# Using CC for Program Changes in Kontakt Banks



## DynamicK (Oct 31, 2009)

Trying to overcome the limitations of VST3 which doesn't accept program changes.

I have downloaded Nickie's CPC script which does :


> It can furthermore convert a CC to PC if you send CC#127 with a value, that includes "2" (along the lines of Bob's KSP+ specification) followed by a CC#125 message containing the CC# of the CC that is to be converted to PC (this is global; one set of CC#127/CC#125 messages - regardles of the MIDI channel it is sent on - will affect all MIDI channels). In this case the converted controller is blocked. A new CC#127 message disables the feature.



Has anyone tried out this feature?

Is this the right way to implement it?

Load up Continuity Program Changer 1_1_1.nkm into Kontakt
Make new Instrument bank and add some patches.

Send a CC127 message with value of 2
Send a CC125 message with value of 47
( I'm using Cubase List editor to do this)

Now if I send CC47 with value of 0 and then later a CC47 with value of 1, I should get a program change from PC1- PC2??? ( Using the List Editor)

Any help appreciated as I know nothing about KSP.


----------



## Nickie Fønshauge (Nov 1, 2009)

DynamicK @ 31st October 2009 said:


> Send a CC127 message with value of 2
> Send a CC125 message with value of 47
> ( I'm using Cubase List editor to do this)
> 
> Now if I send CC47 with value of 0 and then later a CC47 with value of 1, I should get a program change from PC1- PC2??? ( Using the List Editor)


That's correct. CC#47=0 will select prog. #1 and CC#47=1 will select prog. #2 of the bank (1-based).

I use the CPC PC proxy in Sonar, where PCs for some odd reason don't get through to VSTs.

Btw, I am surprised to hear, that VST3 doesn't support Program Change; a major step backwards in my oppinion.


----------



## DynamicK (Nov 1, 2009)

Thanks for the help Nickie. :D 



> Btw, I am surprised to hear, that VST3 doesn't support Program Change; a major step backwards in my oppinion.


Well maybe if enough Cubase users complain, Steinberg will implement it :twisted:


----------



## Fernando Warez (Nov 1, 2009)

DynamicK @ Sun Nov 01 said:


> Thanks for the help Nickie. :D
> 
> 
> 
> ...



Good idea! ..What were they thinking anyway. >8o


----------



## DynamicK (Nov 2, 2009)

I have done the registry hack to show the multi scripts in Kontakt, so I can see the script. 

When I send the relevant messages ( cc127, cc 125 etc), I get the correct message that says the script is processing my input, but the patches don't change in the Kontakt instrument bank.

I can send from the list editor and use my hardware controller and the script messages show that the cc# I have assigned is making program changes.

I have tried both K2 and K 3.5 and none of them process the program changes in the instrument bank.

Any ideas anyone ???

If this works it would be a neat workaround for the lack of PCs in VST3.


----------



## Fernando Warez (Nov 4, 2009)

Nickie, do you know if CPC work with Kontakt 4?


----------



## Nickie Fønshauge (Nov 4, 2009)

No idea, I am afraid.
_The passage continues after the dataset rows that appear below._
PR #138, opened 2025-02-20
Begin Process of Improving Index Abstraction(s) in PZ

mdr223:
This PR contains a very rough initial cut of work to support cost tracking for indices / retrieve operations in PZ.

@sivaprasadsudhir and I are working on a more robust abstraction which we will contribute in a separate PR.

For now, this PR enables the user to provide a `RAGPretrainedModel` or `chromadb` (with `text-embedding-3-small`) index  which we can compute query embeddings for (in the case of `chromadb`). This enables us to track the cost of computing these embeddings.

### DIFF
--- a/src/palimpzest/query/operators/retrieve.py
+++ b/src/palimpzest/query/operators/retrieve.py
@@ -242,6 +242,7 @@ class RetrieveOp(PhysicalOperator):
             with open(f"retrieve-errors/error-{ts}.txt", "w") as f:
                 f.write(str(query))
 
+        # TODO: the user is always right! let's drop this post-processing in the future
         # filter top_results for the top_k_results
         top_k_results = []
         if all([isinstance(result, list) for result in top_results]):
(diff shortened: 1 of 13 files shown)


src/palimpzest/query/operators/retrieve.py
```diff
@@ -92,19 +164,96 @@ def __call__(self, candidate: DataRecord) -> DataRecordSet:
...
+            top_results = self.search_func(self.index, query, self.k)
+        except Exception:
+            top_results = ["error-in-retrieve"]
+            os.makedirs("retrieve-errors", exist_ok=True)
+            ts = time.time()
+            with open(f"retrieve-errors/error-{ts}.txt", "w") as f:
+                f.write(str(query))
+
+        # filter top_results for the top_k_results
+        top_k_results = []
```
sivaprasadsudhir, line 246: Is this for the case the user-provided search_func does not return <= k entries? Should we be overriding the user in that case?

sivaprasadsudhir (approved):

PR #140, opened 2025-02-21
Use a singleton API client for operators

sivaprasadsudhir:
Share the API client instance across all operators by creating a singleton. This is the intended way to use these clients. Also, this is needed as these API clients (at least openAI client) cannot be closed and we eventually run out of file descriptors with too many open connections. 

Currently all operators that use a Generator will use the shared instance. Retrieve and RAGConverts will be fixed in a later PR.


mdr223 (approved):
Fantastique

PR #146, opened 2025-02-22
use NullHandler in __init__ and let application control logging config

chjuncn:


sivaprasadsudhir (approved):
Overall, this looks good to me. 

My only question is whether we need a different logger for each file. User will need to know the name of each logger to set its log levels. Maybe, one logger per submodule is sufficient? We can iterate on this based on our experience of using the loggers.

chjuncn:
Thanks! I think it'd be useful to have file indication which will be easy to debug. And I agree let's update based on our learnings moving forward.

PR #149, opened 2025-02-25
Eliminate confidence interval stuff

mdr223:
## Summary of PR
We never ended up using the confidence interval approach to optimization as we quickly pivoted to MAB. The code has survived for a while but its time has come to an end.

### DIFF
--- a/src/palimpzest/query/optimizer/cost_model.py
+++ b/src/palimpzest/query/optimizer/cost_model.py
@@ -13,7 +13,6 @@ import warnings
 from typing import Any
 
 import pandas as pd
-import scipy.stats as stats
 
 from palimpzest.constants import MODEL_CARDS, NAIVE_BYTES_PER_RECORD, GPT_4o_MODEL_CARD, Model
 from palimpzest.core.data.dataclasses import OperatorCostEstimates, PlanCost, RecordOpStats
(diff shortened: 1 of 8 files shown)


src/palimpzest/query/optimizer/cost_model.py
```diff
@@ -548,64 +468,36 @@ def _compute_operator_estimates(self) -> dict[str, Any] | None:
...
-                    "time_per_record": time_per_record,
-                    "time_per_record_lower_bound": time_per_record_lb,
-                    "time_per_record_upper_bound": time_per_record_ub,
-                    "selectivity": selectivity,
-                    "selectivity_lower_bound": selectivity_lb,
-                    "selectivity_upper_bound": selectivity_ub,
-                }
+                time_per_record = self._est_time_per_record(op_df)
+                selectivity = self._est_selectivity(self.sample_execution_data_df, op_df)
+                estimates = {"time_per_record": time_per_record, "selectivity": selectivity}
```
sivaprasadsudhir, line 491: I find selectivity confusing. Maybe, we should just call it fan_out?

sivaprasadsudhir (approved):

sivaprasadsudhir (approved):

src/palimpzest/query/optimizer/cost_model.py
mdr223: I agree, let's make this change universally in a separate PR once the other big-ticket items are merged.

mdr223: Created #151 for this

PR #158, opened 2025-02-27
Add Pneuma-Palimpzest Integration Demo

luthfibalaka:
# Pneuma-Palimpzest Integration Demo

Pneuma is an LLM-based data discovery system for tabular data. Given a natural-language question, Pneuma retrieves the most relevant table(s) for the question. However, in some cases, users may want direct answers instead of just the raw data. This is where Palimpzest (PZ) comes in. It builds on Pneuma's retrieval step by answering questions using the relevant tables Pneuma provides.

As an illustration, suppose a chemist has research questions about molecular properties. Instead of manually searching through large datasets, they need a system that can both retrieve relevant tables and extract insights from them. This demo showcases how Pneuma and PZ work together in such a scenario.

For this demo, we use a subset of the [ChEMBL dataset](https://www.ebi.ac.uk/chembl/), which is a database of bioactive molecules with drug-like properties. The questions are directly related to the dataset’s contents, such as _“What fifth-level classification is associated with molecules that have the registration number 1609148?”_ Pneuma first indexes ChEMBL using `pneuma-gen-index.py`, which also handles downloading the dataset and the associated questions (`questions.jsonl`). Then, in `pneuma-demo.py`, Pneuma retrieves relevant tables, and PZ generates answers based on them. This demonstrates the end-to-end pipeline, where Pneuma discovers relevant tables, and PZ transforms retrieved tables into direct, actionable insights.

### DIFF
--- a/demos/pneuma-demo.py
+++ b/demos/pneuma-demo.py
@@ -79,9 +79,6 @@ def parse_arguments():
 
 def build_pneuma_query(pneuma: Pneuma, dataset: QuestionDataReader, k: int):
     questions = pz.Dataset(dataset)
-    questions = questions.sem_add_columns(
-        question_dataset_cols, desc="Extract the question"
-    )
 
     def extract_table_content(df: pd.DataFrame):
         columns = " | ".join(df.columns)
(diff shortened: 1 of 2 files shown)


mdr223 (approved):
LGTM

PR #1470, opened 2024-08-15
My Org Usage Stats takes too much time to load

vasukalariya:
# Description
Summarize the change.
The main bottleneck here is reading the segmeta files, which is happening 4 times: twice for ingestion stats and the rest for trace stats. Moreover, we are reading the localSegMeta file along with allSegMeta which is ideally is covered in allSegMetas. This is another redundant read. 
If we just read all the segmetas once and pass that around, it greatly improves the performance (reducing 4 reads to just 1).

I have also refactored a bit of the code. Earlier we were using a `map[string]utils.AllIndexesStats` which is weird because `AllIndexesStats` maps index -> stats. This [PR](https://github.com/siglens/siglens/pull/1400) mentions it in detail.
I have refactored it to just use AllIndexesStats. This could even be simplified by just using `map[string]IndexStats` which is a member of [AllIndexesStats](https://github.com/siglens/siglens/blob/d90f19f92a33c899a171f0d3fa9b44fb917a538d/pkg/utils/httpserverutils.go#L373).
But, this `AllIndexesStats` struct might have more fields in the future, so I have kept it as is.
Also, there is no point in sorting the indices over [here](https://github.com/siglens/siglens/blob/d90f19f92a33c899a171f0d3fa9b44fb917a538d/pkg/health/clusterStatsHandler.go#L298) because the iteration order of the map is not deterministic. Sort is now applied while creating the final data slice.
I am also not sure if we should filter out the segmentCount based on OrgId over [here](https://github.com/siglens/siglens/blob/d90f19f92a33c899a171f0d3fa9b44fb917a538d/pkg/health/clusterStatsHandler.go#L317). As it wasn't done over here, I kept it as is. Need clarification on this.

# Testing
Downloaded usage stats from 20TB machine. Earlier it was taking around 3s to load the entire stats. Now, it has reduced to 1s at max.

# Checklist:

### DIFF
--- a/pkg/health/clusterStatsHandler.go
+++ b/pkg/health/clusterStatsHandler.go
@@ -54,11 +54,14 @@ func ProcessClusterStatsHandler(ctx *fasthttp.RequestCtx, myid uint64) {
 			return
 		}
 	}
-	indexData, logsEventCount, logsIncomingBytes, logsOnDiskBytes := getIngestionStats(myid)
+
+	allSegMetas := writer.ReadAllSegmetas()
+
+	indexData, logsEventCount, logsIncomingBytes, logsOnDiskBytes := getIngestionStats(myid, allSegMetas)
 	queryCount, totalResponseTimeSinceRestart, totalResponseTimeSinceInstall, queriesSinceInstall := usageStats.GetQueryStats(myid)
 
 	metricsIncomingBytes, metricsDatapointsCount, metricsOnDiskBytes := GetMetricsStats(myid)
-	traceIndexData, traceSpanCount, totalTraceBytes, totalTraceOnDiskBytes := GetTracesStats(myid)
+	traceIndexData, traceSpanCount, totalTraceBytes, totalTraceOnDiskBytes := GetTracesStats(myid, allSegMetas)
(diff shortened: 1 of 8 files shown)


pkg/health/clusterStatsHandler.go
```diff
@@ -127,34 +130,40 @@ func calculateStorageSavedPercentage(incomingBytes, onDiskBytes float64) float64
...
 
-func convertDataToSlice(indexToAllIndexStats map[string]utils.AllIndexesStats, volumeField, countField,
+func convertDataToSlice(allIndexStats utils.AllIndexesStats, volumeField, countField,
 	segmentCountField string) []map[string]map[string]interface{} {
 
+	indices := make([]string, 0)
+	for index := range allIndexStats.IndexToStats {
+		indices = append(indices, index)
+	}
+	sort.Strings(indices)
```
nkunal, line 140: do we need to sort ?

nkunal (approved):
Looks great. As you said, we may not need the sort on indexname

pkg/health/clusterStatsHandler.go
vasukalariya: it would make the results look more consistent.

PR #1472, opened 2024-08-15
memory and misc fixes for agile trees

nkunal:
# Description
1. Fix a bug with duplicate groupby columns being passed to agiletree
2. Limit number of concurrent agile trees
3. Reuse memory for string array for agile tree reverseDictEnc
4. Only pick columns that have cardinality less than 1k for agile tree groupby
5. Increase PQS query removal time to 3 days
6. Set limit on concurrent trees
7. Use pre-allocated responses for es bulk responses
8. Add bench suite for agiletree ingest
9. Switch to ptr array for node pool
10. Drop Agile Tree if cardinality of any column goes above a limit

# Testing

# Checklist:


pkg/segment/writer/segstore.go
```diff
@@ -823,8 +843,37 @@ func (segstore *SegStore) computeStarTree() {
...
 		}
+
+		hasTreeSpace := false
+		atreeCounterLock.Lock()
+		if currentAgileTreeCount < MaxConcurrentAgileTrees {
+			// for now the first 5 segstores will get to AgileTree but
+			// we should add some smart logic on how we can rotate this
+			// amongst other indices
+			currentAgileTreeCount++
+			hasTreeSpace = true
```
Macbeth98, line 854: This function is being called from `AppendWipToSegfile`. This function is called when we want to flush the Block. So basically the function `computeStarTree` is being called per block and so the `computeStarTree` will only be executed for `5` blocks. 

Is that what we want? 

I did not understand the comment saying first 5 `segstores`. Are you referring to first 5 segments or first 5 indices?

nkunal: good point. I was missing the case where the segstore (index) has to give back this counter during rotation, so that some other segstore (index) can pick it up 
This function gets called on every wip flush but the creation/initialization of startree happens only on block num 0

Macbeth98: Ahh, okay I see, the counter is getting incremented only when the `numBlocks` is `zero`. 
But the same segstore (index) can also pick it up again for the next segment.

Also, since `MaxConcurrentAgileTrees` is set to `3` in the latest commit, I think we should update this comment. Instead of stating a specific number like `3` or `5`, refactor the comment to say: `For now, the first MaxConcurrentAgileTrees number of segstores will get to ...`

Macbeth98 (approved):

pkg/segment/writer/segstore.go
```diff
@@ -57,6 +57,11 @@ import (
 const MaxAgileTreeNodeCount = 8_000_000
 const colWipsSizeLimit = 2000 // We shouldn't exceed this during normal usage.
 
+const MaxConcurrentAgileTrees = 3
+
+var currentAgileTreeCount int
+var atreeCounterLock sync.Mutex = sync.Mutex{}
```
AndrewHess, line 63: Should you use a semaphore here instead?

pkg/segment/writer/segstore.go
```diff
@@ -655,6 +662,18 @@ func (segstore *SegStore) checkAndRotateColFiles(streamid string, forceRotate bo
 	}
 
 	if segstore.OnDiskBytes > maxSegFileSize || forceRotate || onTimeRotate || onTreeRotate {
+
+		if config.IsAggregationsEnabled() && segstore.usingSegTree {
+			nc := segstore.sbuilder.GetNodeCount()
+			cnc := segstore.sbuilder.GetEachColNodeCount()
+			log.Infof("checkAndRotateColFiles: stree nc: %v , Each Col NodeCount: %v", nc, cnc)
```
AndrewHess, line 669: nit:
```suggestion
			log.Infof("checkAndRotateColFiles: stree node count: %v , Each Col NodeCount: %v", nc, cnc)
```
or 
```suggestion
			log.Infof("checkAndRotateColFiles: stree total node count: %v , Each Col NodeCount: %v", nc, cnc)
```

pkg/segment/writer/segstore.go
```diff
@@ -792,12 +811,18 @@ func (segstore *SegStore) initStarTreeCols() ([]string, []string) {
 		}
 
 		cest := uint32(segstore.AllSst[cname].Hll.Estimate())
-		gcMap[cname] = cest
+
+		// skip columns if card is above threshold
+		if cest > uint32(wipCardLimit*2) {
+			continue
+		}
```
AndrewHess, line 818: nit: this comment isn't really useful, especially if you rename `cest` to something more clear

pkg/segment/writer/segstore.go
```diff
@@ -823,8 +848,37 @@ func (segstore *SegStore) computeStarTree() {
...
+		if sizeToAdd > 0 {
+			newArr := make([][]string, sizeToAdd)
+			segstore.stbDictEncWorkBuf = append(segstore.stbDictEncWorkBuf, newArr...)
+		}
+		for colNum := 0; colNum < len(sortedGrpCols); colNum++ {
+			if len(segstore.stbDictEncWorkBuf[colNum]) < MaxAgileTreeNodeCount {
+				// we know each stree col won't have more encodings than max stree node limit
+				segstore.stbDictEncWorkBuf[colNum] = make([]string, MaxAgileTreeNodeCount)
+			}
+		}
```
AndrewHess, line 878: nit: I'm a little confused by this comment, because you only know that since the `if` condition was true. So this comment isn't useful? It looks like you might have moved this logic along with the comment, and now that it's here the comment isn't needed

pkg/segment/writer/segstore.go
nkunal: My goal is to not have any limits here, hence this temp code. If I do end up having limits then will switch to semaphore

benchmark_test.go
```diff
@@ -137,9 +138,16 @@ func Benchmark_EndToEnd(b *testing.B) {
...
+
+		"* | timechart avg(latency) by http_method span=1h",
+
+		/*
+				"* | timechart avg(latency) by http_method span=1h",
+				"* | stats avg(http_status) by hobby, http_method",
+				"* | stats count(*) by http_status",
+				"* | stats sum(http_status) by hobby, http_method",
+			"whatever*",
+		*/
```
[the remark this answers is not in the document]
nkunal: yup, addressed in latest commit

benchmark_test.go
```diff
@@ -399,25 +441,30 @@ func Benchmark_agileTreeIngest(b *testing.B) {
...
-		if err != nil {
-			log.Errorf("ERROR: err=%v", err)
-			break
-		}
-		if processedCount == 0 {
-			log.Errorf("ERROR: processedCount was 0, resp=%v", response)
-			break
+	for i := 0; i < numSegs; i++ {
+		for bcnt := 0; bcnt < 5; bcnt++ {
+			processedCount, response, err := eswriter.HandleBulkBody(bulkData, nil, 0, 0, false)
```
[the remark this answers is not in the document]
nkunal: switched to `bulkCnt`

pkg/es/writer/esBulkHandler.go
```diff
@@ -112,11 +121,20 @@ func HandleBulkBody(postBody []byte, ctx *fasthttp.RequestCtx, rid uint64, myid
 
 	var bytesReceived int
 	// store all request index
-	var items = make([]interface{}, 0)
+	items_len := 1000
```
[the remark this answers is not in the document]
nkunal: addressed in latest commit

pkg/otlp/otlp.go
```diff
@@ -112,7 +114,7 @@ func ProcessTraceIngest(ctx *fasthttp.RequestCtx) {
 				}
 
 				lenJsonData := uint64(len(jsonData))
-				err = writer.ProcessIndexRequest(jsonData, now, indexName, lenJsonData, shouldFlush, localIndexMap, orgId, 0 /* TODO */)
+				err = writer.ProcessIndexRequest(jsonData, now, indexName, lenJsonData, shouldFlush, localIndexMap, orgId, 0, idxToStreamIdCache /* TODO */)
```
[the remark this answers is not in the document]
nkunal: fixed in latest commit

pkg/segment/writer/packer.go
```diff
@@ -651,7 +650,7 @@ func encJsonNumber(key string, numType SS_IntUintFloatTypes, intVal int64, uintV
 	switch numType {
 	case SS_INT64:
 		copy(wipbuf[idx:], VALTYPE_ENC_INT64[:])
-		copy(wipbuf[idx+1:], utils.Int64ToBytesLittleEndian(int64(intVal)))
+		utils.Int64ToBytesLittleEndianInplace(int64(intVal), wipbuf[idx+1:])
 		valSize = 1 + 8
```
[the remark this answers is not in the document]
nkunal: good point. Let me see how to fix this

sunitakawane (approved):

AndrewHess (approved):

I haven't upgraded. Maybe someone with K4 can test it for you?


----------



## gsilbers (Nov 4, 2009)

excuse my ignorance but how or why would use instrument banks? and for what libraries?


----------



## Fernando Warez (Nov 4, 2009)

Nickie Fønshauge @ Wed Nov 04 said:


> No idea, I am afraid. I haven't upgraded. Maybe someone with K4 can test it for you?



Thanks Nickie.

I'm sure it will work but you know how it is... I'd like to be sure cause I'd be lost with out CPC. I guess that means I'd be lost without you. :mrgreen:


----------



## Fernando Warez (Nov 4, 2009)

gsilbers @ Wed Nov 04 said:


> excuse my ignorance but how or why would use instrument banks? and for what libraries?



For me, i use it to managed huge orchestral libraries. All you do is drag different articulations in a slot. And you can load an almost limitless amount of articulation if you want to. If you have enough ram, you can load all your articulations. Combine that with VST expression ins Cubase 5 and you may never have to look for and load articulations in you life. Just load your template and you have you orchestra in front of you ready to go.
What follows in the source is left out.